X, Y_train, Xt, Y_test = TrainFiles.from_csv(train_path_mix, test_size = 0.1)
The last line above does the following:
Training consists of training three models
We neatly wrap this into our $\color{green}{SKSupervisedLearning}$ class The procedure is simple:
In [4]:
sl = SKSupervisedLearning(SVC, X, Y_train, Xt, Y_test)
sl.fit_standard_scaler()
sl.train_params = {'C': 100, 'gamma': 0.01, 'probability' : True}
ll_trn, ll_tst = sl.fit_and_validate()
print "SVC log loss: ", ll_tst
You can play with the parameters here to see how log loss changes. SKSupervisedLearning wraps the sklearn grid search technique for searching for optimal parameters in one call. You can take a look at the implementation details.

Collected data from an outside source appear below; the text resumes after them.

PR #2570, opened 2026-09-18
fix(llm): reject provider streams that end without a terminal event (#2102)

turkonthelurk:
Closes https://github.com/tetsuo-ai/agenc-core/issues/2102

**Draft for review only.** Not to be merged by automation; a maintainer decides when and whether it lands. Opened from fork `turkonthelurk/agenc-core`. Nothing pushed to `main` on either repo. Based on upstream `main` only. Independent of #2103 / draft #2569 and drafts #2561–#2568.

## Problem

Gemini, Amazon Bedrock, and OpenAI-compatible streaming adapters treated a clean byte-stream EOF as a successful `stop` even when the provider never sent its protocol terminal event. A connection loss exactly between complete frames was therefore returned as a normal completion, including boundary-aligned partial tool calls.

Verified still present on upstream `main` at `6a2a92d` before changing anything.

## Change

Terminal state is tracked separately from the normalized finish reason. `done: true` is emitted only after that check.

| Adapter | Required terminal | Other failures |
|---|---|---|
| Gemini | Non-empty candidate `finishReason`, or recognized `promptFeedback.blockReason` | Mid-frame EOF → truncated; malformed SSE JSON → invalid |
| Bedrock | `messageStop` | Open started content/tool blocks → invalid; partial frame / bad JSON → typed errors |
| OpenAI-compatible | Choice `finish_reason` **or** `[DONE]` | `[DONE]` with open tool calls → invalid; malformed JSON → invalid |

`acceptsCleanEofAsTerminal` exists in capability gating for endpoints that document another terminal rule. No current provider enables it. Existing Z.AI / Kimi / DeepSeek strict-SSE rules are unchanged.

## Tests

Hermetic Vitest (Node 26.9.0):

- **19/19** new stream-terminal tests (EOF after a frame, EOF mid-frame, terminal + trailing usage, open blocks, cancellation, malformed JSON)
- **575** existing Gemini / Bedrock / OpenAI / Z.AI / Kimi / DeepSeek / LM Studio / Qwen / Cerebras / Groq / capability-gating tests
- **109** additional meta / OpenRouter / MiniMax / Ollama Cloud / reasoning-resume tests

**703 passed.**

This does not merge.

Opened from fork `turkonthelurk/agenc-core`. Companion fork PR (to close): https://github.com/turkonthelurk/agenc-core/pull/13

Issue #2095, opened 2026-09-04
fix(plugins): make install and update activation transactional


7etsuo:
## Summary

Plugin install and update replace the installed directory before writing install metadata, validating the installed copy, and updating plugin configuration. A failure in any later step leaves the command reporting failure after the old version has already been deleted and the new version has become active on disk.

Audited commit: `6d9243b2820821ac0443eaabee58fc89d156b688`

## Current behavior

[`installPluginOp`](https://github.com/tetsuo-ai/agenc-core/blob/6d9243b2820821ac0443eaabee58fc89d156b688/runtime/src/plugins/cli/pluginOperations.ts#L417-L499) validates the source, then calls `copyDirectoryAtomically` at lines 462-464. Only after replacement does it write metadata, validate the installed copy, and update plugin configuration at lines 465-491.

[`copyDirectoryAtomically`](https://github.com/tetsuo-ai/agenc-core/blob/6d9243b2820821ac0443eaabee58fc89d156b688/runtime/src/plugins/cli/pluginOperations.ts#L846-L885) stages a copy, but an update removes the existing destination at line 880 before renaming the stage at line 881. It keeps no backup and has no rollback path.

[`updatePluginOp`](https://github.com/tetsuo-ai/agenc-core/blob/6d9243b2820821ac0443eaabee58fc89d156b688/runtime/src/plugins/cli/pluginOperations.ts#L568-L608) delegates to the same install flow with `force: true`.

## Reproduction

1. Install version 1 of a valid plugin.
2. Prepare a valid version 2 source.
3. Inject a failure in metadata writing, installed-copy validation, or plugin-config persistence after directory replacement.
4. Run the update.

The update throws, but version 1 is gone and version 2 remains at the installed path. Depending on the failure point, install metadata or the enabled configuration is missing or stale.

A new install has the related partial-activation problem: the command can fail after leaving an installed directory that later discovery may load.

## Expected behavior

A successful return should be the commit point. Before that point, the prior installed plugin and configuration should remain usable. A failed new install should not leave a discoverable partial installation.

## Impact

Disk, permission, validation, or configuration errors can turn a routine update into an unreported partial activation. Users cannot rely on the command result to know which plugin version the next daemon start will load.

## Suggested fix

- Copy into a sibling stage and write install metadata there.
- Validate the exact staged copy, including its final identity and configuration requirements.
- Preserve the existing directory under a unique backup name before the final rename.
[...]

PR #2571, opened 2026-09-18
fix(plugins): keep cache locks with owner-checked leases (#2098)

### LINKED ISSUE #2098: fix(plugins): use owner-checked leases for cache locks
## Summary

Plugin cache locks expire after 60 seconds even though a resolution subprocess or download can run for 120 seconds. The lock has no owner token or heartbeat. Another process can remove a live lock, and the original owner's `finally` block can then remove the replacement owner's lock.

## Current behavior

Plugin process and download timeouts are 120 seconds, while the cache lock timeout is 60 seconds in [`resolution.ts` lines 144-151](https://github.com/tetsuo-ai/agenc-core/blob/6d9243b2820821ac0443eaabee58fc89d156b688/runtime/src/plugins/resolution.ts#L144-L151).

[`withPluginCacheLock`](https://github.com/tetsuo-ai/agenc-core/blob/6d9243b2820821ac0443eaabee58fc89d156b688/runtime/src/plugins/resolution.ts#L1247-L1272) acquires a directory, runs the operation, and unconditionally removes that directory in `finally`.

[`removeStaleCacheLock`](https://github.com/tetsuo-ai/agenc-core/blob/6d9243b2820821ac0443eaabee58fc89d156b688/runtime/src/plugins/resolution.ts#L1274-L1283) decides ownership only from directory modification time and removes any directory older than 60 seconds.

## Reproduction

1. Let process A acquire a cache lock and keep its resolution operation running past 60 seconds.
2. Let process B attempt the same cache and remove A's lock as stale.
3. Let B acquire the replacement lock.
4. Let A finish.

A's `finally` removes B's lock because it deletes by path without checking ownership. Process C can then enter while B is still mutating the same cache.

The same ordering can be reproduced with a fake clock by aging the lock directory rather than waiting in real time.

## Expected behavior

A live owner should retain exclusive access for the full operation. Reclamation and release should delete a lock only when the caller proves that it still owns the same lease.

## Impact

Concurrent plugin installs or updates can overlap cache extraction, validation, and activation. One process can observe or replace a partial cache produced by another process.

## Suggested fix

- Store a unique owner token and process metadata in the lock.
- Refresh a lease heartbeat for the full bounded operation, or use an operating-system lock primitive.
- Reclaim only after proving lease expiry and, where possible, owner death.
- Release with compare-and-delete semantics so an old owner cannot remove a newer lease.
- Set acquisition wait independently from lease duration.

## Acceptance criteria

- An operation lasting the full 120-second process budget retains exclusive ownership.
- A second owner cannot enter while the first heartbeat is current.
- An old owner's release cannot remove a replacement owner's lock.
- A dead owner is eventually reclaimed.
- Fake-clock and multi-process tests cover A/B/C ordering, owner death, delayed heartbeat, and release races.

## Duplicate check

Searched open and closed issues and pull requests for plugin cache locks, stale-lock reclamation, lease ownership, heartbeat, and overlapping resolution. No matching report was found.

turkonthelurk:
Closes https://github.com/tetsuo-ai/agenc-core/issues/2098

**Draft for review only.** Not to be merged by automation; a maintainer decides when and whether it lands. Opened from fork `turkonthelurk/agenc-core`. Nothing pushed to `main` on either repo. Based on upstream `main` only. Independent of #2095 and drafts #2561–#2570.

## Problem

Plugin cache locks expired after 60s even though a resolve subprocess or download can run for 120s. The lock had no owner token or heartbeat, so a waiter could delete a live lock, and the original owner's `finally` could then delete the replacement lock by path.

## Change

- Extracted `withPluginCacheLock` into `runtime/src/plugins/plugin-cache-lock.ts`.
- Each lock stores a unique owner token plus pid/heartbeat metadata.
- Live owners refresh a 150s lease (independent 60s acquire wait, 30s heartbeat).
- Reclaim only after lease expiry or proven owner death (`process.kill(pid, 0)`; `EPERM` counts as alive).
- Release uses compare-and-delete (`unlink` of `owner.<token>` + `rmdir`) so an old owner cannot remove a newer lease.

This does **not** implement #2095 transactional install/update. Cache activation and install/update transaction boundaries are unchanged.

## Tests

Hermetic Vitest:

```text
node scripts/run-hermetic-vitest.mjs run \
  tests/plugins/plugin-cache-lock.test.ts \
  tests/plugins/resolution.test.ts
# 2 files, 64 passed
```

Coverage includes fake-clock / multi-owner cases for 120s exclusive ownership, current-heartbeat exclusion, delayed heartbeat reclaim, dead-owner reclaim, A/B/C release races, and a real child-process death. Restoring 60s mtime-only reclaim made the 120s exclusive-ownership test fail as expected; the lease implementation is restored and green.

This does not merge.

Opened from fork `turkonthelurk/agenc-core`. Companion fork PR (to close): https://github.com/turkonthelurk/agenc-core/pull/14


7etsuo:
- [plugin-cache-lock.ts:84](https://github.com/tetsuo-ai/agenc-core/blob/9c96fdd2918547f8aba687f371e61a21526c279d/runtime/src/plugins/plugin-cache-lock.ts#L84): `void lock.refresh()` turns heartbeat I/O errors into unhandled rejections that exit the daemon. Catch them, and have release await an in-flight refresh so it cannot recreate the lease.
- [plugin-cache-lock.ts:193](https://github.com/tetsuo-ai/agenc-core/blob/9c96fdd2918547f8aba687f371e61a21526c279d/runtime/src/plugins/plugin-cache-lock.ts#L193): reclaim follows a symlinked `.lock` and unlinks files in its target. `lstat` it and fail closed unless it is a real directory.
- [plugin-cache-lock.ts:223](https://github.com/tetsuo-ai/agenc-core/blob/9c96fdd2918547f8aba687f371e61a21526c279d/runtime/src/plugins/plugin-cache-lock.ts#L223): this `rmdir` can delete a lock another waiter just created, so two owners can overlap. After writing its lease, `tryAcquire` should re-check directory identity and competing leases.
- No test reaches the incomplete-dir, stale `.tmp` or corrupt-lease branches, and the fake clock (`1_000_000`) lags real mtimes. Seed it from `Date.now()` and test those branches and each fix above.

Let's plot the confusion matrix to see how well we are doing (values inside squares are %s): (change magic below to %matplotlib qt to get the out-of-browser graph)
In [5]:
%matplotlib inline
conf_svm = plot_confusion(sl)
As expected, we are not doing so well in class 5 where there are very few samples.

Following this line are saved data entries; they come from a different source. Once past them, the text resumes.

PR #2577, opened 2026-09-18
feat(transcript-v2): report plan-mode state from the pass that builds the snapshot

signerless:
## Why

Opening a session with a long history hung the desktop renderer. Measured from
the running app: `transcript()` on a 10-entry session with 1857 turn-events took
45.4 s, 45.3 s and 77.0 s on three consecutive calls, a 6-entry session 217 ms,
a brand-new empty session 3.5 s. The desktop bridge pages the entire run journal
through `run.replay` (200 per page, 112 RPCs for `asOfSequence` 22,295) on every
open, solely to find the latest `run_runtime_settings_changed` event and derive
`planModeActive`. Core already walks that same history to build the transcript.

## What, per file

- `runtime/src/app-server/protocol/index.ts` — `SessionTranscriptV2Result` gains
  optional `planModeActive` and `planModeSequence`, documented as the plan-mode
  state at `asOfSequence` from the same history the transcript was rebuilt from.
- `runtime/src/app-server/background-agent-runner/journal-reconstruction.ts` —
  the existing `asOfSequence` loop in `sessionTranscriptV2FromRollout` also keeps
  the latest runtime-settings event by sequence; the result includes the pair
  only when such an event exists. No extra I/O, no second pass.
- `packages/agenc-sdk/src/transcript-v2.generated.ts`,
  `packages/agenc-sdk/src/protocol-wire.generated.ts` — regenerated with
  `check-sdk-generated-types --write`.
- `runtime/tests/app-server/transcript-v2.contract.test.ts` — typed
  `settingsEvent` fixture and a case covering: a later "default" overriding an
  earlier "plan" chosen by sequence not array order; plan-only history; empty
  history reporting nothing.

## Evidence

Root cause confirmed from source and measurement in the desktop bridge:
`resumeSession` is 0 ms; the replay loop is the cost; the slow session's rollout
is 5.66 MB / 22,367 lines versus 126 KB for the fast one. Stored event shape
verified from a real plan-mode session rollout: `event_msg` /
`msg.type = run_runtime_settings_changed` / `msg.payload.permissionMode`.

## Tests

`run-hermetic-vitest` on `transcript-v2.contract.test.ts` and
`daemon-transcript-snapshot-notices.test.ts`: all pass. `tsc --noEmit`: zero
non-baseline errors (TS2883 baseline unchanged). `check-sdk-generated-types
--check`: verified committed SDK types.

## Not changed

`run.replay` itself, `schema.json` (method-level only; result types are not
declared there), every other field of the V2 result, and all consumers.

## Counterpart PRs

agenc-desktop #293 uses the pair when present and keeps the journal replay as
the fallback for daemons that predate this change. Either can merge first.


signerless:
Operational measurement on the campaign machine after relaunching the desktop dev build on this core (`d39e1f9bc`) with the desktop counterpart (`ec2f853a2`), same `AGENC_HOME`, sessions recovered after the daemon restart and resumed before opening (what the UI does):

```
resume=   265ms  transcript=    43ms  entries=6   planModeSequence=3  task05 small
resume=     7ms  transcript=     6ms  entries=9   planModeSequence=3  task02 medium
resume=    44ms  transcript=    69ms  entries=10  planModeSequence=4  task01 LARGE (45-77 s before the fix)
resume=     -    transcript=    65ms  entries=10  planModeSequence=4  task01 second open
resume=     -    transcript=    40ms  entries=6   planModeSequence=3  task05 second open
```

The large session (`conv-mu6ltuyj`, ~22k journal events) opened in 45-77 s before; it now opens in 69 ms with `planModeSequence` reported by the daemon, so the run-journal replay fallback was not taken.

This is a fun one, I promise. :)
The neural net is built by PyBrain, has just one hidden layer which is equal to $\frac{1}{4}$th of the input layer. The hidden layer activation is sigmoid, the output - softmax (since this is a multi-class neural net), and has bias units for the hidden and the output layers. We use the PyBrain $\color{green}{buildNetwork()}$ function that builds the network in one call.
NOTE: We are still using all the scaled features to train the neural net
I am setting %matplotlib to qt so training can be watched in real time You will see each training epoch charted. The graph on the left shows % error, the one on the right - log loss.

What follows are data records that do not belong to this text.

PR #2582, opened 2026-09-18
fix(session): scope a mid-turn provider switch to the turn in flight

signerless:
## Why

Switching model or provider while a turn is running left the session dead: the current turn aborted as designed, but every later prompt was admitted, reached `running` and settled with `provider_switched` a few seconds later without any assistant output or provider request. Reproduced on the desktop campaign daemon (session `conv-mu6niob2`, turns 334/338/342) and independently by Codex with a cold daemon and a loopback provider (turns `sub-conv-mu6odtlj-19/23`).

Cause: `commands/model.ts:239-252` and `commands/provider.ts:174-176` call `Session.abortTerminal("provider_switched")`. That method aborts the session's readonly lifetime `AbortController` (`session.ts:2540`), and every `run-turn` merges that signal with the task's own controller (`run-turn.ts:2483-2489`). A lifetime token cannot be un-aborted, so the staged switch never got a turn to apply to.

## What

- `runtime/src/session/session.ts`: `abortTerminal` routes `provider_switched` to a new private `abortActiveTurnForProviderSwitch()`, which aborts the `ActiveTurn` controller and each task controller of the turn in flight with the same reason and emits `turn_aborted` for that turn id. Any other reason keeps the previous terminal behaviour. Nothing touches `pendingProviderSwitch`; the next prompt consumes it at top-of-loop (`consumeDaemonPendingProviderSwitches`).
- `runtime/tests/session/session.test.ts`: two cases in `Session.abortTerminal`: the turn and child controllers carry `provider_switched`, the session controller stays clean and a later `stdin_lost` still terminates; `provider_switched` with no active turn is a no-op.

## Evidence

- Live desktop: after one mid-turn switch meta -> deepseek, three follow-up prompts settled with `stopReason stopped / exit 130 / finalMessage provider_switched` in ~2 s each; an idle `setSessionModel` to the same target answered "Model unchanged" and did not recover the session.
- Codex cold repro: `MODEL_SWITCH_0808_REVIEW.md` (loopback provider, no request reaches the new provider for the follow-up turns).

## Tests

- `npx vitest run tests/session/session.test.ts tests/commands/model.test.ts`: 141 passed.
- `tsc --noEmit`: only the pre-existing TS2883 lodash `MemoizedFunction` baseline.
- End-to-end on a build with this fix (desktop driver: idle switch, mid-turn switch, two follow-ups completing on the new provider) is queued in the campaign and will be reported on this PR.

## Not changed

- `commands/model.ts` / `commands/provider.ts` still call `abortTerminal("provider_switched")`; the TUI and bridge shims keep their optional `abortTerminal` contract.
- The SDK reports `stopReason: completed, exitCode: 0` for these canonical aborts while the desktop reports `stopped / 130` (Codex finding). Separate outcome-mapping follow-up.
- Duplicate `turn_aborted` events for one turn (seq 31 and 32 in the Codex trace) are not addressed here.

## Counterpart PRs

None. Desktop needs no change.


signerless:
Live end-to-end on a build containing this PR (integration dist `c515eed8d`, desktop dev app, session `conv-mu6p5xne`):

```
A  deepseek-flash turn                          completed  10.1 s
   idle switch -> meta/muse-spark-1.3           applied
B  muse-spark-1.3 turn                          completed  20.8 s
   mid-turn switch -> deepseek/deepseek-flash   "staged ... current turn aborted" (turn 269 aborted, provider_switched)
   follow-up 1                                  completed  9.0 s  turnResults.provider=deepseek model=deepseek-flash
   follow-up 2 ("name your provider and model") completed  3.5 s  reply: "Provider: deepseek; model: deepseek-flash."
```

Before the fix the same driver saw every follow-up settle with `provider_switched` in ~2 s and no assistant output (turns 334/338/342 on `conv-mu6niob2`). Follow-up 1 even finished the work the aborted turn had started.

You can play with the "test error" or "epochs" parameter to control how long it runs.Limiting it to just 10 epochs for this experiment
In [6]:
%matplotlib qt
trndata, tstdata = createDataSets(sl.X_train_scaled, Y_train, sl.X_test_scaled, Y_test)
fnn = train(trndata, tstdata, epochs = 10, test_error = 0.07, momentum = 0.15, weight_decay = 0.0001)
Finally, we train the random forest (which happens to train in seconds) with the calibration classifier (which takes 2 hours or so)
Random forests are very accurate, the problem is that they maker over-confident predictions (or at least that is what the predict_proba function, which is supposed to return probabilities of each class gives us). So, god forbid we are ever wrong! Since it predicts the probability of 0 on the correct class, log loss goes to infinity. Calibration classifier makes predict_proba return something sane.
In [8]:
sl_ccrf = SKSupervisedLearning(CalibratedClassifierCV, X, Y_train, Xt, Y_test)
sl_ccrf.train_params = \
{'base_estimator': RandomForestClassifier(**{'n_estimators' : 7500, 'max_depth' : 200}), 'cv': 10}
sl_ccrf.fit_standard_scaler()
ll_ccrf_trn, ll_ccrf_tst = sl_ccrf.fit_and_validate()
print "Calibrated log loss: ", ll_ccrf_tst
As you can see, we are simply wrapping the $\color{green}{RandomForestClassifier}$ in the $\color{green}{CalibratedClassifier}$. Plot the matrix (after a couple of hours):
In [10]:
%matplotlib inline
conf_ccrf = plot_confusion(sl_ccrf)
In [11]:
%matplotlib inline
x = 1. / np.arange(1., 6)
y = 1 - x
xx, yy = np.meshgrid(x, y)
lls1 = np.zeros(xx.shape[0] * yy.shape[0]).reshape(xx.shape[0], yy.shape[0])
lls2 = np.zeros(xx.shape[0] * yy.shape[0]).reshape(xx.shape[0], yy.shape[0])
for i, x_ in enumerate(x):
for j, y_ in enumerate(y):
proba = vote([sl.proba_test, sl_ccrf.proba_test], [x_, y_])
lls1[i, j] = log_loss(Y_test, proba)
proba = vote([sl.proba_test, sl_ccrf.proba_test], [y_, x_])
lls2[i, j] = log_loss(Y_test, proba)
fig = plt.figure()
plt.clf()
ax = fig.add_subplot(121)
ax1 = fig.add_subplot(122)
ax.set_aspect(1)
ax1.set_aspect(1)
res = ax.imshow(lls1, cmap=plt.cm.jet,
interpolation='nearest')
res = ax1.imshow(lls2, cmap=plt.cm.jet,
interpolation='nearest')
cb = fig.colorbar(res)
The graphs show a "blended" log loss. A matrix on the left blends SVM and RF log losses with weights "favoring" SVM, and the one on the right "favors" RF.